[Provided entries Boundary: Start]

PR #682, opened 2024-10-24
Remove net6.0 and net7.0 versions from shipping packages

tlmii:
Dropping net6/net7 builds from the nuget package as they're out of support (or will be by the time we ship this in a stable build).

net7.0 is out of support as of May 14, 2024
net6.0 will be going out of support on November 12, 2024

Bumping the version to 8.1 rather than just 8.0.1 since this is a breaking change for anyone trying to run it on those runtimes.

### DIFF
--- a/src/Microsoft.Repl/Microsoft.Repl.csproj
+++ b/src/Microsoft.Repl/Microsoft.Repl.csproj
@@ -1,7 +1,7 @@
 <Project Sdk="Microsoft.NET.Sdk">
 
   <PropertyGroup>
-    <TargetFrameworks>net8.0</TargetFrameworks>
+    <TargetFramework>net8.0</TargetFramework>
     <Description>A framework for creating REPLs in .NET Standard.</Description>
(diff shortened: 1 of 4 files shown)


src/Microsoft.Repl/Microsoft.Repl.csproj
```diff
@@ -1,7 +1,7 @@
 <Project Sdk="Microsoft.NET.Sdk">
 
   <PropertyGroup>
-    <TargetFrameworks>net6.0;net7.0;net8.0</TargetFrameworks>
+    <TargetFrameworks>net8.0</TargetFrameworks>
```
deepchoudhery, line 4: nit : `TargetFramework` instead of `TargetFrameworks`

tlmii: Whoops. Good catch. Changed.

deepchoudhery (approved):
LGTM!, will check for dotnet/scaffolding as well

[Provided entries Boundary: End]

Task item — Exactly reproduce the lines of the data above that run from the line containing "deepchoudhery, line 4: nit" through the final one.

Exercise output —
deepchoudhery, line 4: nit : `TargetFramework` instead of `TargetFrameworks`

tlmii: Whoops. Good catch. Changed.

deepchoudhery (approved):
LGTM!, will check for dotnet/scaffolding as well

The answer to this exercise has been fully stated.